Use_Case_Common_Validation_v02.docx (38.6 KB) Giacomo Martirano, 09 Jun 2015 01:10 am

History

#1 Updated by Michael Lutz about 5 years ago

Dear MIWP-5 members, please provide feedback to Giacomo's use case proposal (attached to this issue).

Thanks.

#2 Updated by Francisco J Lopez-Pellicer about 5 years ago

We should take into account that the validation process may be painfully slow, and even it may fail.  In addition, results will be referenced by third parties thus the validation result should be persistent and uniquely identifiable.Therefore, the flow of events should be designed as a process that triggers a background process whose running status and final status can be queried at any time, even long after it has finished.
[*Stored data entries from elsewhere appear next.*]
PR #2097, opened 2023-12-21
Fix slow task calculation bug

### LINKED ISSUE #2095: Slow task calculation bug?
`executionAlertingThresholdMs` is calculated as following
https://github.com/linkedin/cruise-control/blob/fa21067d968eff7aba06358642c7aeb85e7a9836/cruise-control/src/main/java/com/linkedin/kafka/cruisecontrol/executor/ExecutionTaskPlanner.java#L195

the default value for `inter.broker.replica.movement.rate.alerting.threshold` is 0.1 MB/s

In addition, a subscription/notification subsystem should be also considered. 

 

  1. The INSPIRE Data provider creates a validation request by providing the dataset metadata to the validation ystem 
  2. The valiation system returns a unique ID identifying this validation request to the INSPIRE Data provider
  3. [Optional] The INSPIRE Data provider subscribes to a notification service of events related to the ID provided by the validation system
  4. The validation system schedules the validation request
  5. A scheduler in the validation system triggers the validation process
  6. The validation system executes the “metadata validation” and updates the status of the validation request
  7. The validation system executes the “services validation” against third party services and updates the status of the validation request
  8. The validation system executes the “datasetvalidation validation” and updates the status of the validation request
  9. [Optional] The validation system notifies the INSPIRE Data provider the availability of the final report
  10. The INSPIRE Data provider requests to the validation system the validation report associated to ID 

Step 10 can be invoked by the user at any time, thus the user can see the progress of the report.
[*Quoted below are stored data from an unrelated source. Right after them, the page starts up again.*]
PR #2098, opened 2024-01-03
Add min.insync.replicas config for sample store and maintanence topics

### LINKED ISSUE #2093: RFE:  Add default `min.insync.replicas` config for sample store topics
The default replication factor for sample store topics (set by `sample.store.topic.replication.factor` in the Cruise Control configuration) is `2`. Cruise Control also relies on the `min.insync.replicas` setting of the Kafka cluster it is managing for these sample topics. Therefore, when a Kafka cluster's `min.insync.replicas` field is set to a value greater than `1` the sample topics could easily become under replicated. To avoid issues such as these, would it make sense to provide a `min.insync.replicas` config for sample store topics? e.g.
```
sample.store.topic.min.insync.replicas
```
in the same manner we do for the metrics reporter topic, `cruise.control.metrics.topic.min.insync.replicas`

If it sounds like a reasonable request, I am happy to contribute it myself!

kyguy:
This PR resolves #2093.


CCisGG:
Hi @mhratson, could you take a look at this one? Thanks!

PR #2101, opened 2024-01-05
Update zookeeper to 3.8.3 in gradle.properties

### LINKED ISSUE #2100: Update zookeeper to 3.8.x
Could we Upgrade zookeeper as dependency because old version of zookeeper (3.5.7) still uses log4j library. Starting from zookeeper 3.8.x they removed log4j and replaced to logback lib. It will be great if we can bump the version and get rid of log4j at all in dependency tree

basically I want to get rid of https://www.cvedetails.com/cve/CVE-2019-17571  and any other issues brought by log4j

proggga:
This PR resolves #2100


CCisGG:
Running our internal check pipeline to see if the version is secure.

CCisGG (approved):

Some of these ideas (but notification) were implemented in the Spanish IDEE validator.

Regards.

 

#3 Updated by Freddy Fierens about 5 years ago

Giacomo Martirano wrote:

Attached a document containing a draft use case of common validation, prepared in view of the face-to-face meeting in Lisbon. I do hope it's a useful starting point for a fruitful discussion.

Good start to identify use cases. I added some comments for discussion to the review version.

#4 Updated by Michael Lutz about 5 years ago

I support both Francisco's and Freddy's comments:

  • We should support asynchronous execution of the validation request, maybe in addition to synchronous execution
  • It is indeed interesting to consider the complete chain (MD, DS, NS), but we also need to support more simple validation requests (only MD, only NS, only DS)

 

#5 Updated by Daniela Hogrebe about 5 years ago

Thanks to Giacomo for initiating the use case discussion. I like very much the approach of what I would call interoperability testing to check if the components of the infrastructure are not only compliant to a specific specification but also working together properly. Actually, this very broad approach should consider all implementation scenarios that are included in the TG documents.

Some more thoughts...

  • It's of course only one of many use cases we should consider.
  • The user should decide if he would like to validate the whole chain or just one of the components.
  • Maybe we should also consider different user groups (data providers, service providers, national contact points/member states, EC, ...).?

  

#6 Updated by Giacomo Martirano about 5 years ago

Thank you all for your positive feedback.

I fully agree that additional use cases taking into account several scenarios (synchronus vs. asynchronus, integrated vs. by-single-component, etc.) will better represent the whole "validation ecosystem" and therefore support different types of users.

In particular, regarding the Freddy's comment FF4 he put in the reviewed version of the word file, in our "ideal-fully-integrated" scenario, we envisaged the case in which the value of the Resource locator metadata element "points users to the location (URL) where the data can be downloaded".

#7 Updated by Christian Ansorge about 5 years ago

Dear Giacomo and dear colleagues,


Sorry for being silent for a longer period and not replying earlier.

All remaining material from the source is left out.